It is worth mentioning that if we finish with the worst record in the league we are guaranteed top 4.


----------



## Premier (Oct 30, 2003)

*Re: "Tracking the Ping Pong Balls"*

Top four is still nice, though I fear that Ainge will take Noah if we don't finish in the top two. My top five is 1) Oden 2) Durant 3) Brandan Wright 4) Spencer Hawes 5) Chase Budinger [as Al Horford doesn't fit with the Celtics at all].


----------



## #1AntoineWalkerFan (Mar 10, 2005)

*Re: "Tracking the Ping Pong Balls"*

if danny freakin ainge takes jokim noah after this miserable season im hanging up my celtics fan sneakers until he is fired...that will be the worst possible pick...just like when there were talks that he would have taken robert swift or rafael araujo over jefferson if they were available...danny dont be stupid


----------



## Causeway (May 18, 2005)

*Re: "Tracking the Ping Pong Balls"*

Ainge can draft. He's done well with picks so far. I see no reason why that should change.


----------



## E.H. Munro (Jun 22, 2004)

*Re: "Tracking the Ping Pong Balls"*



#1AntoineWalkerFan said:


> if danny freakin ainge takes jokim noah after this miserable season im hanging up my celtics fan sneakers until he is fired...that will be the worst possible pick...just like when there were talks that he would have taken robert swift or rafael araujo over jefferson if they were available...danny dont be stupid


If it's any comfort to you, in the unlikely event that the Bucks fail to end Boston's _moral victory_ streak the Doc StrAinge Error is likely over here in Boston. Unless they eke out a win in Sacramento, it's a tough sell to get fans to pay for a ticket price hike when you've just had an historically bad season and the guys that have run the franchise into the ground are still running the show.


----------



## #1AntoineWalkerFan (Mar 10, 2005)

*Re: "Tracking the Ping Pong Balls"*



ehmunro said:


> If it's any comfort to you, in the unlikely event that the Bucks end Boston's _moral victory_ streak the Doc StrAinge Error is likely over here in Boston. Unless they eke out a win in Sacramento, it's a tough sell to get fans to pay for a ticket price hike when you've just had an historically bad season and the guys that have run the franchise into the ground are still running the show.

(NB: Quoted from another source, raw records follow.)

PR #262, opened 2025-11-24
Added aizen acp client

wiedymi:
I am a developer of Aizen. I would like to add my acp client to the clients section in the docs.


wiedymi:
Thank you!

if and when danny ainge is fired i will throw a party for everyone here at bbb.net...then when the new gm take over and trades for antoine ill throw another party...it would be amazing!!!!


----------



## E.H. Munro (Jun 22, 2004)

*Re: "Tracking the Ping Pong Balls"*



#1AntoineWalkerFan said:


> if and when danny ainge is fired i will throw a party for everyone here at bbb.net...then when the new gm take over and trades for antoine ill throw another party...it would be amazing!!!!

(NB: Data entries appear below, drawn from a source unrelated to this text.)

PR #288, opened 2025-11-28
docs(rfd): Draft: Session info update notification

ignatov:
- Adds session_info_update variant to SessionUpdate
- Enables real-time session metadata updates (title, _meta)
- Follows existing notification pattern (available_commands_update, current_mode_update)
- All fields optional for partial updates
- Must stay aligned with SessionInfo structure

### DIFF
--- a/docs/rfds/session-info-update.mdx
+++ b/docs/rfds/session-info-update.mdx
@@ -3,7 +3,6 @@ title: "Session Info Update"
 ---
 
 - Author(s): [@ignatov](https://github.com/ignatov)
-- Champion: [@benbrandt](https://github.com/benbrandt)
 
 ## Elevator pitch
 
--- a/docs/docs.json
+++ b/docs/docs.json
@@ -97,7 +97,8 @@
               "rfds/session-fork",
               "rfds/request-cancellation",
               "rfds/session-resume",
-              "rfds/meta-propagation"
+              "rfds/meta-propagation",
+              "rfds/session-info-update"
             ]
           },
           { "group": "Preview", "pages": [] },
--- a/docs/updates.mdx
+++ b/docs/updates.mdx
@@ -5,6 +5,13 @@ rss: true
 ---
 
 <Update label="December 3, 2025" tags={["RFD"]}>
+## session_info_update notification RFD moves to Draft stage
+
+The RFD for adding a new `session_info_update` variant on the `session/update` notification in the protocol has been moved to Draft stage. Please review the [RFD](./rfds/session-info-update) for more information on the current proposal and provide feedback as work on the implementation begins.
+
+</Update>
+
+<Update label="December 3, 2025" tags={["RFD"]}>
 ## _meta Propagation RFD moves to Draft stage
 
 The RFD for providing more guidance on how the `_meta` parameter should be used within the protocol has been moved to Draft stage. Please review the [RFD](./rfds/meta-propagation) for more information on the current proposal and provide feedback as work on the implementation begins.


ignatov:
my personal apologies, it's very AI generated

docs/rfds/session-info-update.mdx
```diff
@@ -0,0 +1,372 @@
...
+
+3. **Consistent protocol patterns** - Session metadata updates work like other dynamic session properties (commands, modes), creating a unified model
+
+4. **Bidirectional workflows** - Combined with a potential future request method:
+   - User renames session → client sends request → agent acknowledges with `session_info_update` notification
+   - Agent auto-generates title → sends `session_info_update` notification → client displays it
+
+5. **Enhanced use cases**:
+   - Session templates that auto-set titles and tags
+   - Progress indicators via `_meta`
```
benbrandt, line 162: This one is huge. i see people trying to send random empty content updates for things like this, and this would help a lot 👍🏻

docs/rfds/session-info-update.mdx
```diff
@@ -0,0 +1,372 @@
...
+
+- `sessionId` is already in the notification params
+- `cwd` is immutable (set in `session/new`, never changes)
+- Keeps update focused on mutable metadata
+
+**How do `_meta` updates work?**
+
+- **Merge semantics**: New `_meta` fields are merged with existing ones
+- To clear a specific field: `"_meta": { "fieldName": null }`
+- To clear all custom metadata: `"_meta": null`
```
benbrandt, line 283: This is a new one that we might have to handle carefully
Right now _meta has always been a black box, so if we want this behavior, we may need to apply this as a general recommendation for things that are updated multiple times (like messages once we have message ids, or tool calls)

We could sketch this behavior out for these updates, add a **SHOULD** in the other spots and put it on the list for v2, where we may also want to provide more guidance like MCP does on the _meta field names

docs/rfds/session-info-update.mdx
```diff
@@ -0,0 +1,372 @@
...
+The updated metadata should persist and be reflected in subsequent `session/list` calls. The notification provides real-time updates to connected clients, while `session/list` provides the current state for discovery.
+
+### Can clients trigger title updates?
+
+This RFD covers agent-initiated updates. Client-initiated updates could work by:
+
+1. Client sends a prompt asking to rename session
+2. Agent updates its internal state
+3. Agent sends `session_info_update` notification
+4. Client receives and displays the update
```
benbrandt, line 316: I'm not sure this would always work, I might remove this and just state that client-updates would be handled in a future RFD

docs/rfds/session-info-update.mdx
```diff
@@ -0,0 +1,372 @@
...
+
+A future RFD could add explicit request/response for this if needed.
+
+### What if multiple updates are sent in quick succession?
+
+Clients should apply updates incrementally in order. Each notification represents a delta, not a full replacement (except for fields explicitly set to `null`).
```
benbrandt, line 322: We don't currently have this unset behavior in tool calls (probably should, but would be a different topic)
Just pointing out we would differ here, but could plan to align these in the future

docs/rfds/session-info-update.mdx
```diff
@@ -0,0 +1,372 @@
...
+
+### Should `updatedAt` be automatically set by the agent?
+
+Yes, typically the agent should update this timestamp when any session activity occurs, not just when metadata changes. However, including it in `session_info_update` allows agents to explicitly control it if needed.
```
benbrandt, line 326: It is an interesting question from the client point of view, where likely updatedAt would be updated fairly constantly.
However, the agent could decide when to update that timestamp as you say, and the next time the list is refreshed it would also be updated. And it is likely less important when the session is loaded like the title, as you can see when the last message was potentially.

So it isn't required that the agent sends an update whenever the agent would update this time, but they _can_ if they feel like it's important to communicate eagerly

docs/rfds/session-info-update.mdx
```diff
@@ -0,0 +1,372 @@
+---
+title: "Session Info Update"
+---
+
+- Author(s): [@ignatov](https://github.com/ignatov)
+- Champion: [@benbrandt](https://github.com/benbrandt)
```
benbrandt: Lucky you, core maintainer, you don't need a champion :D though I am happy to help

benbrandt (approved):
Overall, I like it, have a few questions, but will likely do a cleanup pass and merge regardless and we can update the RFD as we work on the draft implementation.

docs/rfds/session-info-update.mdx
ignatov: okay, let's omit _meta for now, my aim is to add session_info update and involve it further

docs/rfds/session-info-update.mdx
ignatov: okay

docs/rfds/session-info-update.mdx
benbrandt: I guess there are two options here: 
- omit _meta
- decide how/if we want to handle merging _meta

benbrandt: I actually would say we _shouldn't_ omit _meta because we always offer it. I just realized we don't have _meta well-defined enough to maybe adequately require merging... though this is maybe possible

docs/rfds/session-info-update.mdx
ignatov: I'll be glad to receive your help and get a guidance on how to transform a proposal to changes in rust code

If the new GM trades for Walker I'll kill him myself.


----------



## #1AntoineWalkerFan (Mar 10, 2005)

*Re: "Tracking the Ping Pong Balls"*



ehmunro said:


> If the new GM trades for Walker I'll kill him myself.



to get to him ull have to get through me hahaha


----------



## aquaitious (Jun 11, 2002)

*Re: "Tracking the Ping Pong Balls"*



#1AntoineWalkerFan said:


> to get to him ull have to get through me hahaha


The only GM who'd trade for Toine now, is you.

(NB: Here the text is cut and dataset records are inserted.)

PR #289, opened 2025-11-28
Add ACP Agent Registry RFD

ignatov:
- Define canonical manifest format (agent.json) for ACP agents
- Specify registry structure with <id>/ folders
- Add distribution section for binary targets across platforms
- Include icon support for light/dark themes
- Outline implementation phases and aggregation tooling

### DIFF
--- a/docs/docs.json
+++ b/docs/docs.json
@@ -113,7 +113,8 @@
               "rfds/session-info-update",
               "rfds/agent-telemetry-export",
               "rfds/proxy-chains",
-              "rfds/session-usage"
+              "rfds/session-usage",
+              "rfds/acp-agent-registry"
             ]
           },
           { "group": "Preview", "pages": [] },
--- a/docs/updates.mdx
+++ b/docs/updates.mdx
@@ -5,6 +5,13 @@ rss: true
 ---
 
 <Update label="January 1, 2026" tags={["RFD"]}>
+## Agent Registry RFD moves to Draft stage
+
+The RFD for creating an Agent Registry has been moved to Draft stage. Please review the [RFD](./rfds/acp-agent-registry) for more information on the current proposal and provide feedback as work on the implementation begins.
+
+</Update>
+
+<Update label="January 1, 2026" tags={["RFD"]}>
 ## Session Usage RFD moves to Draft stage
 
 The RFD for adding a new `usage_update` variant on the `session/update` notification and `usage` field on prompt responses in the protocol has been moved to Draft stage. Please review the [RFD](./rfds/session-usage) for more information on the current proposal and provide feedback as work on the implementation begins.


docs/rfds/acp-agent-registry.mdx
```diff
@@ -0,0 +1,125 @@
...
+   - CI: validate manifests, enforce slug uniqueness, check asset sizes, generate aggregate artifacts.
+3. **Aggregated outputs**:
+   - `registry.json`: deterministic list of all agents with JSONC stripped.
+4. **Distribution & search**:
+   - Clients fetch `registry.json` from a pinned release or `https://agentclientprotocol.com/registry.json` or `https://registry.agentclientprotocol.com`.
+   - Static site offers filters for capability, protocol version, deployment, auth model, and tags.
+
+## Shiny future
+
+- Agent maintainers make PRs to update their manifests; CI keeps data clean.
```
anna239, line 108: how do agent updates work? Agent authors upload new agent.json to repository with updated version?

docs/rfds/acp-agent-registry.mdx
```diff
@@ -0,0 +1,125 @@
...
+      "cmd": "./someagent",
+      "args": ["acp"],
+    },
+    "windows-x86_64": {
+      "archive": "https://github.com/example/someagent/releases/latest/download/someagent-windows-x64.zip",
+      "cmd": "./someagent.exe",
+      "args": ["acp"],
+      "env": {
+        "SOMEAGENT_MODE_KEY": "",
+      },
```
yordis, line 87: Since this is a spec, should we care about knowing if the secret is required or not?

docs/rfds/acp-agent-registry.mdx
```diff
@@ -0,0 +1,125 @@
...
+{
+  "id": "someagent",
+  "name": "SomeAgent",
+  "version": "1.0.0",
+  "schema_version": "1",
+  "description": "Agent for code editing",
+  "homepage": "https://github.com/example/someagent",
+  "repository": "https://github.com/example/someagent",
+  "authors": ["Example Team"],
+  "license": "MIT",
```
yordis, line 53: Should this be an array?

docs/rfds/acp-agent-registry.mdx
```diff
@@ -0,0 +1,125 @@
...
+
+- Let users discover agents directly inside ACP-aware clients.
+- Ensure protocol-version compatibility or capability coverage.
+- Keep metadata consistent (auth requirements, hosting model, license, etc.).
+
+Every editor builds bespoke manifests or scrapes GitHub, leading to duplication and stale data.
+
+## Agent manifest format (core proposal)
+
+Each agent advertises itself via `agent.json` stored under `<id>/` in the registry repo. JSONC keeps things close to ACP’s JSON-centric schemas while remaining human-friendly during authoring. Fields (required unless noted):
```
benbrandt, line 24: I'm curious here... if we are already doing jsonc, which will need some post-processing anyway to serve, would we be better off with something like toml or another format?

Not of a strong opinion here but it seems we have two use cases:
- authoring
- consuming in a client

I can understand the argument that clients probably want to read json, but I guess I just wonder if that also necessitates that to be the authoring language, as long as we provide the tooling in the registry to convert from one to the other

docs/rfds/acp-agent-registry.mdx
benbrandt: SPDX allows for AND and OR already, I think this is fine as a string: https://spdx.github.io/spdx-spec/v2.3/SPDX-license-expressions/

docs/rfds/acp-agent-registry.mdx
```diff
@@ -0,0 +1,125 @@
...
+| `authors`        | Array of author/organization names (mirrors `authors` in the TOML example).                                                                                                                                                                                                                                                                                        |
+| `license`        | SPDX identifier or `"proprietary"`.                                                                                                                                                                                                                                                                                                                                |
+| `capabilities`   | Array of ACP method names implemented (e.g. `["terminal/new","files/read"]`).                                                                                                                                                                                                                                                                                      |
```
benbrandt: Should this be a string? Or just a mirror of the `agentCapabilities` type?

docs/rfds/acp-agent-registry.mdx
```diff
@@ -0,0 +1,125 @@
...
+| `auth`           | Array of auth options for authentication. This is the trickiest part of the schema.                                                                                                                                                                                                                                                                                |
+| `distribution`   | _Optional._ Object mapping target platforms to download/execution info. Each target key follows `<os>-<arch>` format (e.g., `darwin-aarch64`, `linux-x86_64`, `windows-x86_64`). Each target specifies `archive` (download URL), `cmd` (executable path), optional `args` (array of command-line arguments), and optional `env` (object of environment variables). |
```
benbrandt: Why optional? I assume this is largely the point?
Though maybe we offer a way to discriminate between different distribution types in the future?

docs/rfds/acp-agent-registry.mdx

So going through you would mean he's done with the GM, too. It'd be like killing two birds with one stone.


----------



## Truth34 (May 28, 2003)

*Lottery Odds*

Number of ping-pong balls:

Boston 250 
Memphis 199 
Philadelphia 156 
Milwaukee 119 
Seattle 88 
Charlotte 63 
Atlanta 43 
Portland 28 
Sacramento 17 
Minnesota 11 
New York 8 
Golden State 7 
New Jersey 6 
L.A. Clippers 5 


As I understand it, we have ONLY a 48 percent chance to get one of the top 2 picks!!!

Can you say 1997 all over again?


When we end up with the 4th pick...who would we select? Noah?

Could we trade the 4th pick and some young players to get a solid contributor?


----------



## Seed (Jun 29, 2005)

*Re: Lottery Odds*

Depends if you feel that your big men are good enough or if you want to get someone else. Brandon Wright is a good pick too


----------



## BostonBasketball (Jan 10, 2005)

*Re: Lottery Odds*

If you don't get a top 2 pick you have to trade it. If you don't you will have to deal with Pierce demanding a trade and more suckitude.


----------



## #1AntoineWalkerFan (Mar 10, 2005)

*Re: Lottery Odds*



BostonBasketball said:


> If you don't get a top 2 pick you have to trade it. If you don't you will have to deal with Pierce demanding a trade and more suckitude.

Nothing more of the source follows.